Ritus Mudik, Ingatan, dan Tanah Kelahiran

kumparan.com
2 jam lalu
Cover Berita

Lebaran kian dekat. Di berbagai kota, jutaan orang mulai bersiap untuk kembali. Kembali ke tanah kelahiran, kembali pada ruang ingatan, dan kembali di antara kehangatan keluarga. Menjauh sejenak dari hiruk-pikuk kota, melupakan peluh serta getir perjuangan yang saban hari menyertai kehidupan para perantau. Sebuah prosesi panjang yang saban tahun menjadi wajah khas masyarakat Indonesia: mudik.

Ini bukan gerakan kolektif yang dirancang atau diperintah oleh siapa pun. Ia tumbuh sebagai kebiasaan yang hidup dan terus dipelihara dalam ingatan sosial masyarakat. Stasiun, pelabuhan, terminal, dan bandara dipenuhi orang-orang yang hendak melayangkan rindunya. Jalan tol memanjang oleh antrean kendaraan, sementara negara sibuk memfasilitasi perjalanan pulang jutaan warganya. Namun mudik tidak pernah benar-benar hadir semata sebagai perjalanan. Ia adalah ritus—ritus yang menggerakkan tubuh sekaligus ingatan.

Dalam beberapa hari setiap tahun, ritme sosial negeri ini seperti dibalikkan. Kota-kota besar yang biasanya sibuk mendadak lengang, sementara desa dan kota kecil kembali hidup oleh banyaknya orang kembali pulang. Rumah-rumah yang lama sepi kembali dipenuhi suara, dan cerita. Banyak kisah dinyatakan saat jarak mengasingkan mereka untuk sekadar duduk berkumpul.

Sebagian pulang dengan kisah keberhasilan, sebagian pulang dengan harapan yang belum terselesaikan. Ada pula yang pulang tanpa apa pun selain keinginan sederhana: memastikan bahwa di rumah masih ada ruang dan orang-orang yang menantikannya.

Sering kali, yang dibawa pulang bukanlah kemewahan atau pencapaian besar. Yang dibawa pulang adalah cerita—cerita tentang kerja keras, tentang kegagalan yang tidak pernah benar-benar diceritakan, tentang harapan yang masih terus diperjuangkan. Di meja makan rumah yang sederhana, cerita-cerita itu menemukan tempatnya.

Dalam pandangan kebudayaan, ritus tidak hanya sekadar tindakan yang diulang dari waktu ke waktu. Ia adalah cara masyarakat menjaga hubungan dengan makna yang dianggap penting dalam hidupnya. Antropolog Clifford Geertz menggambarkan kebudayaan sebagai jaringan makna yang ditenun manusia sendiri dan kemudian menjadi ruang tempat ia hidup di dalamnya (Geertz, 1973). Dalam jaringan makna itulah mudik memperoleh tempatnya—sebagai praktik sosial yang menjaga hubungan manusia dengan asal-usulnya.
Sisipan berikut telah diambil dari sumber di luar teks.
PR #12456, opened 2023-12-20
Pioneer DDJ-ERGO:  added mappings

jssotomdz:
Followed the original mapping as close as possible here.


jssotomdz:
Created manual merge request as well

Indonesia sendiri adalah negerinya para perantau. Urbanisasi selama beberapa dekade terakhir telah menggerakkan jutaan orang meninggalkan desa menuju kota. Kota menawarkan pekerjaan, pendidikan, dan kemungkinan hidup yang lebih luas. Ia menjadi ruang tempat banyak orang membangun harapan baru. Namun kota juga membangun jarak yang tidak selalu disadari.

Di kota, manusia hidup dalam ritme yang cukup keras: produktivitas, kompetisi, dan mobilitas yang hampir tak pernah berhenti. Identitas seseorang perlahan dilekatkan pada pekerjaan, jabatan, dan capaian ekonomi. Kita belajar menilai diri sendiri melalui ukuran-ukuran yang sering kali dingin—seberapa cepat kita berhasil, seberapa jauh kita melangkah. Tanpa disadari, kehidupan semacam ini perlahan menjauhkan manusia dari ruang yang dahulu membentuk dirinya.

Mudik memberikan jeda pada letihnya upaya ‘merebut dunia’. Dalam perjalanan pulang itu, seseorang untuk sementara menanggalkan peran-peran sosial yang melekat dalam kehidupan kota. Seorang manajer melepas jabatannya untuk kembali menyandang status sebagai anak. Seorang pegawai kembali menjadi cucu, seorang profesional kembali menjadi bagian dari keluarga yang dahulu membesarkannya. Di kampung halaman, identitas menjadi lebih sederhana.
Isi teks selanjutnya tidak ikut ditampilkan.